I am satisfied with the German healthcare system, which also does well in international rankings. I'm currently covered by the national healthcare scheme. You can choose which doctor you'd like to visit, you don't have to wait for an appointment, and prescription drugs are quite cheap. Granted, I haven't had a major medical emergency over here (thank G-d), but I have confidence that I'd get good care if I did.

Yes, you can find Germans bitching about it, but then again, Germans bitch about everything.* Any health-care system will have shortcomings. For instance, the U.S. healthcare system appears to have a big problem with getting the right prescription drugs to people in the right doses. Germany, for its part, has a physician brain-drain problem (G).

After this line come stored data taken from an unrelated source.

PR #2532, opened 2018-09-25
Add `allOf` to Eq

danslapman:
Motivation:
Composing of multiple Eq's with `and` quickly becomes awkward, Eq.allOf makes it more convenient.

### DIFF
--- a/kernel/src/main/scala/cats/kernel/Eq.scala
+++ b/kernel/src/main/scala/cats/kernel/Eq.scala
@@ -76,6 +76,14 @@ object Eq extends EqFunctions[Eq] with EqToEquivConversion {
       def eqv(x: A, y: A) = eq1.eqv(x, y) || eq2.eqv(x, y)
     }
 
+  /**
+    * Return an Eq that gives the result of conjunction of all arguments
+    * Note this is idempotent
+    */
+  def compose[@sp A](eqs: Eq[A]*): Eq[A] =
+    new Eq[A] {
+      def eqv(x: A, y: A) = eqs.forall(_.eqv(x, y))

However, one of these countries provides solid medical care to basically everybody, and the other doesn't. That, to me, is a difference worth erasing.

* Yes, I know this is an unfair generalization. However, as generalizations go, it is excruciatingly accurate. Just trust me on this one.

The Phenomenology of Getting Whacked

From the Toronto Globe and Mail:

This month, police in Palermo, Italy, discovered the lifeless body of Nicola Ingarao. The reputed leader of a Cosa Nostra clan had been shot repeatedly in the chest, reports The Guardian. "Detectives found to their astonishment that Ingarao had written a university philosophy exam the day before. He had sat at a desk in a room with dozens of other students as they grappled with the issues raised by the Italian idealist school. Pietro Di Giovanni, a professor at Palermo University, said Ingarao would has [sic] got an excellent result." The mobster had been inspired to study philosophy from the reading he had done during a nine-year prison sentence.

On Nearly Purchasing a Trabant

The New York Times visits a Trabant owners' rally in Germany:

“I’m not a typical complaining ossi, who always talks about how great everything was then,” Uta Pleissner said, using the colloquial term for East Germans. “But we treasured things in those days. The Trabant was a symbol: You had your family, you had a house, and you even had a car.”

Or at least a reasonable facsimile of one: With a body made of fiber-reinforced plastic, known as Duroplast, the Trabant really has more in common with a lawn mower than with a modern car. With its two-stroke engine, it accelerates from zero to 60 miles an hour in a leisurely 21 seconds.

...Moreover, unlike a Mercedes, the engine is so simple that virtually anyone can peer under the hood and make sense of it. Because East Germany produced only two main models of the Trabant over 30 years — more than three million cars in total — the parts are easy to find and interchangeable.

When I first came to Germany, saw one of these cars parked on the street with a "For Sale" sign, and decided to buy it.